Another innovation to come out of the program was a collaborative calendar app designed for parents to share with their busy school-aged children. (Their days are overloaded with classes, sports, and music lessons, Truong says.) Getting to market would have been the hurdle in that case: In the DPRK, phone apps must be blessed with the government’s seal of approval before they can be sold and downloaded in the official app store—which is an actual store in Pyongyang.
That kind of difference between North Korea and most of the world is more than a curiosity, of course. It represents the government’s Orwellian attempt at thought control, which combines unceasing propaganda with the blocking of any free flow of information. Quartz could not interview any of the local participants in the programs for this article, for example, because reaching someone in the country by phone is essentially impossible.
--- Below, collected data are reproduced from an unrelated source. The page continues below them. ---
PR #86, opened 2016-01-14
Clarify difference between the two CircleCI event types

dideler:
There are now two ways to get build results from CircleCI.

1. As a webhook (new way)
1. As a post test command (old way)

Both options now show up in the Tokens page dropdown list for event source.

Related to https://github.com/FundingCircle/tech-playbook/pull/95


andistuder:
LGTM

PR #90, opened 2016-02-01
Handle inconsistent letter case for deploy event environments

dideler:
Ensures the environment of deploy events are correctly stored. Ideally we fix the casing at the source before the payload is sent, but this is a necessary fallback.

@FundingCircle/black-bat


andistuder:
LGTM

At one time, Melvin explains, it was thought that the rise of the donju and growth of the private sector would weaken the government’s power, because the people would be less reliant on the state. “But that hasn’t happened,” he says.
Meanwhile, domestic markets are expanding at a remarkable clip. “There used to be a time in the DPRK when there was one type of shampoo, and one toothpaste, but now the shelves are filled with domestically made consumer products,” Weisensee says. The customer can choose ginseng or mushroom toothpaste, he adds, so suddenly understanding consumer preference becomes a relevant skill, one that the business classes cover, because the idea of asking a customer for feedback is not second nature to people accustomed to simply fulfilling government orders.
To support the nascent entrepreneurial scene, Choson is developing a community of its graduates by inviting repeat participants as a portion of every new class. And coordinators check in with former participants from time to time, too.
At one coffee shop run by former students, they recently discovered former graduates were handing out loyalty cards, an innovation they picked up in the class. “There had not been any concept of a loyalty card. It was completely unknown in North Korea,” Weisensee says.
To him, the economic imperative alone doesn’t completely explain why businesses are developing so rapidly, and why seats in Choson’s program are in demand. (They remain so, although recruiting instructors has been tough in a year when Kim Jong-un and Donald Trump are comparing big red nuclear buttons.) “I believe it’s the same drive to create and to improve our lives that drives entrepreneurs everywhere,” he says. And because conditions there are so harsh, and the future so uncertain, he adds, those who still pursue business ideas are the most resilient entrepreneurs he has met.
“If you grew up in a system where improvements can’t be ordered on Amazon,” he notes, “you have to improve things.”
What North Korea needs now are successful examples of sound businesses, he argues, because “like anywhere else, when there’s something new to be tried, as long as it’s unproven, there’s skepticism.”